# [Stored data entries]
____________________

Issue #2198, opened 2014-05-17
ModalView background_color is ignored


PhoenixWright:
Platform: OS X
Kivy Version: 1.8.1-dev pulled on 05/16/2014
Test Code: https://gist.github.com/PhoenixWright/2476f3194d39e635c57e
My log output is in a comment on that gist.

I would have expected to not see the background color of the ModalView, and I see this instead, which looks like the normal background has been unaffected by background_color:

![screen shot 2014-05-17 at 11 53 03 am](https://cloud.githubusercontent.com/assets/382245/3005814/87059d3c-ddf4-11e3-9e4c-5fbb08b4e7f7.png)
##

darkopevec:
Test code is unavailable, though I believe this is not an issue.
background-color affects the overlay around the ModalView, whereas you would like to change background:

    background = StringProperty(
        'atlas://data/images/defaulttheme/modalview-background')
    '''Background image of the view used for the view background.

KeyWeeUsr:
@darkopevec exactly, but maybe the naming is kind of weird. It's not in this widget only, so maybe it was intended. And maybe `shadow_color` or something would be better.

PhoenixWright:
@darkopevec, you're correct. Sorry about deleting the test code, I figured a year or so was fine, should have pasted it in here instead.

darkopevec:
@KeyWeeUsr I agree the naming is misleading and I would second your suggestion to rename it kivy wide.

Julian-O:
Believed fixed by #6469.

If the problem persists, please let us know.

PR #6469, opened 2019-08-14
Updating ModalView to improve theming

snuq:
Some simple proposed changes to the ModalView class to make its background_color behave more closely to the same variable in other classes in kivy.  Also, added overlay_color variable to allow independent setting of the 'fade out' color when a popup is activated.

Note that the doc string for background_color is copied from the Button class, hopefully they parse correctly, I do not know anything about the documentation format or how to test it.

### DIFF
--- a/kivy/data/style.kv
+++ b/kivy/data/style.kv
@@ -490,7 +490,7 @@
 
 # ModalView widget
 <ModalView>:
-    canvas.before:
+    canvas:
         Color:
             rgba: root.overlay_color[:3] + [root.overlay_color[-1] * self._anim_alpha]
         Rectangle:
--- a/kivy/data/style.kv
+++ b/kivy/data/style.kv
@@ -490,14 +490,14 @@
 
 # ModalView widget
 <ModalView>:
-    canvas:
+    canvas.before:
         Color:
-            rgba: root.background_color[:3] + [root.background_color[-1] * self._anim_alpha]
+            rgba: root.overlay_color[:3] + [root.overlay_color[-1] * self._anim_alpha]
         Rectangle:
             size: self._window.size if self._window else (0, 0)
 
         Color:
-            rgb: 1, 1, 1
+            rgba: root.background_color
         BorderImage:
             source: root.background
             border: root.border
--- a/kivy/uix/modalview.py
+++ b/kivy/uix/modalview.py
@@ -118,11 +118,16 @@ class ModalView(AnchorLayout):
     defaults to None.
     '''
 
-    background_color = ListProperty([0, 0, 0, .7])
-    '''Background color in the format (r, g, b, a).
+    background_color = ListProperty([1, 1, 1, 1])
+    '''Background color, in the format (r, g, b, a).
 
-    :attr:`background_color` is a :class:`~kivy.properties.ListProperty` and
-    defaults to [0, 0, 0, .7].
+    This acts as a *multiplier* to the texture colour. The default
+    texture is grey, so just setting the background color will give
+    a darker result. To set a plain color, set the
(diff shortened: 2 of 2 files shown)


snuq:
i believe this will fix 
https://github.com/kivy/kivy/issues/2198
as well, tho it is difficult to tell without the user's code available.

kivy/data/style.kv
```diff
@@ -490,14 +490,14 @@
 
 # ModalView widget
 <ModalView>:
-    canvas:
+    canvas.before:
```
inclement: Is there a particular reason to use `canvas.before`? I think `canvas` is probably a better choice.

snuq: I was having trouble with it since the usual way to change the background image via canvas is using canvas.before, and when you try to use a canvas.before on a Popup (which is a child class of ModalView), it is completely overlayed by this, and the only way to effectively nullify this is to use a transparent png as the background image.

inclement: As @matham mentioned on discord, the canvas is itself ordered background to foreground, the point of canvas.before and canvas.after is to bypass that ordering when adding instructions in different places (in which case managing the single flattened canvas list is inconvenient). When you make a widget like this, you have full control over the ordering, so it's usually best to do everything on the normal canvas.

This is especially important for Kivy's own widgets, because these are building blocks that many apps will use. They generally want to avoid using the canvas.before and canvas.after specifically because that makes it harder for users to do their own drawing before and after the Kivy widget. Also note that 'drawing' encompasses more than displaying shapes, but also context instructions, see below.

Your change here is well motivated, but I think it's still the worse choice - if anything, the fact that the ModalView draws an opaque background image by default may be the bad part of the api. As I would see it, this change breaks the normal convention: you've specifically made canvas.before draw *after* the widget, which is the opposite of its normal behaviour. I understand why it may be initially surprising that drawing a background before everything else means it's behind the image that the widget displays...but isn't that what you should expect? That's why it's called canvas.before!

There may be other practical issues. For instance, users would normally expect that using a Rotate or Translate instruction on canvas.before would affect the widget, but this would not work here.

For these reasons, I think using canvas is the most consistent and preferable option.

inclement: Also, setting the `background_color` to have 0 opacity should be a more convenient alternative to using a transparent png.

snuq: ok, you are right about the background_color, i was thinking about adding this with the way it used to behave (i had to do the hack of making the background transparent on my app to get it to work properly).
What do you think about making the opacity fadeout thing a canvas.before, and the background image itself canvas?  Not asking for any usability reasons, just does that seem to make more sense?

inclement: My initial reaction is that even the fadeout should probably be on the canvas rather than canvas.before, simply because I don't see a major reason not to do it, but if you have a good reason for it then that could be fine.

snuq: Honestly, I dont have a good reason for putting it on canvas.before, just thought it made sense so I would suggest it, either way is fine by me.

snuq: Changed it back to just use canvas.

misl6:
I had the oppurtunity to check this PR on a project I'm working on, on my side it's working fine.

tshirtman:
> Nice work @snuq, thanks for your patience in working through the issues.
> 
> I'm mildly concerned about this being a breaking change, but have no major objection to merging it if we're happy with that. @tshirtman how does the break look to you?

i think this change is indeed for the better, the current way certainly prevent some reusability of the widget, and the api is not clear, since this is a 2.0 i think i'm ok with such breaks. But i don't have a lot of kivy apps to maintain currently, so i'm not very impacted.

____________________

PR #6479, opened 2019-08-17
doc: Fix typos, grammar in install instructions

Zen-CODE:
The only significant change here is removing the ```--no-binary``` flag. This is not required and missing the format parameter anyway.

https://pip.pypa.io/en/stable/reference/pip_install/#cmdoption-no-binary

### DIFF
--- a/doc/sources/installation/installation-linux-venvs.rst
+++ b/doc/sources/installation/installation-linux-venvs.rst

____________________

Copy each line above containing the string "good".

inclement: My initial reaction is that even the fadeout should probably be on the canvas rather than canvas.before, simply because I don't see a major reason not to do it, but if you have a good reason for it then that could be fine.
snuq: Honestly, I dont have a good reason for putting it on canvas.before, just thought it made sense so I would suggest it, either way is fine by me.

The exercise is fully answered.